PR #19303, opened 2021-08-27
[match] Adds identifiers supplied to match to the git commit message

mikelrob:
### Checklist

### Motivation and Context
We have multiple teams developing multiple apps. We all use `fastlane` to automate our deployment, it's so great to have a reliable automated process. Recently we had to renew our iOS Distribution certificate which resulted in all teams renewing their respective Distribution provisioning profiles. This was super easy using `fastlane match` however the git repo we use for storage does not have a readable commit log. I wanted to include the identifiers supplied to `match` from the CLI or Matchfile in the commit message to give us better visibility at a glance of our log.

### Description
First I moved the `app_identifiers` block of code in the runner above the storage selection. I want to pass this into the storage object. 
I fixed up the `runner_spec` according to expect these extra params.
Next I added the `identifiers` to the `git_storage` and used them in the `generate_commit_message` func.
I updated the `git_storage_spec` with context block testing for single and multiple identifiers.
Ensuring it works with multiple identifers was important to us as we have an app with linked extensions.
After the changes were made I ran the test suite and rubocop analysis.

### Testing Steps
I ran:
```
bundle exec rspec
bundle exec rubocop -a
```

### DIFF
--- a/match/lib/match/runner.rb
+++ b/match/lib/match/runner.rb
@@ -29,6 +29,16 @@ module Match
 
       update_optional_values_depending_on_storage_type(params)
 
+      if params[:app_identifier].kind_of?(Array)
+        app_identifiers = params[:app_identifier]
+      else
+        app_identifiers = params[:app_identifier].to_s.split(/\s*,\s*/).uniq
+      end
+
+      # sometimes we get an array with arrays, this is a bug. To unblock people using match, I suggest we flatten!
+      # then in the future address the root cause of https://github.com/fastlane/fastlane/issues/11324
+      app_identifiers.flatten!
+
       # Choose the right storage and encryption implementations
       self.storage = Storage.for_mode(params[:storage_mode], {
         git_url: params[:git_url],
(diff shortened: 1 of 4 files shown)


joshdholtz (changes requested):
I think this is a great addition! However, I think this could be reworked to use the existing `custom_message` argument on  `def save_changes!(files_to_commit: nil, files_to_delete: nil, custom_message: nil)`. This way you don't need to pass the identifiers into the storage object 😇 

Let me know your thoughts on this!

mikelrob:
> I think this is a great addition! However, I think this could be reworked to use the existing `custom_message` argument on `def save_changes!(files_to_commit: nil, files_to_delete: nil, custom_message: nil)`. This way you don't need to pass the identifiers into the storage object 😇
> 
> Let me know your thoughts on this!

Thanks! Yea, I like your idea of using the existing mechanism. I guess I just need to create an option on the match command to accept the custom message and pass it through?

CaseyCw1:
This works really well for me, thank you! Facing same issue here. Help is appreciated.

getaaron:
@mikelrob hey are you still working on this? we'd love to get it fixed up and merged in 😍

## EXERCISE GOAL
Word for word, restate the listing above from its first line to the line with "I fixed up the", keeping both.

## RESULT OF THIS EXERCISE
PR #19303, opened 2021-08-27
[match] Adds identifiers supplied to match to the git commit message

mikelrob:
### Checklist

### Motivation and Context
We have multiple teams developing multiple apps. We all use `fastlane` to automate our deployment, it's so great to have a reliable automated process. Recently we had to renew our iOS Distribution certificate which resulted in all teams renewing their respective Distribution provisioning profiles. This was super easy using `fastlane match` however the git repo we use for storage does not have a readable commit log. I wanted to include the identifiers supplied to `match` from the CLI or Matchfile in the commit message to give us better visibility at a glance of our log.

### Description
First I moved the `app_identifiers` block of code in the runner above the storage selection. I want to pass this into the storage object. 
I fixed up the `runner_spec` according to expect these extra params.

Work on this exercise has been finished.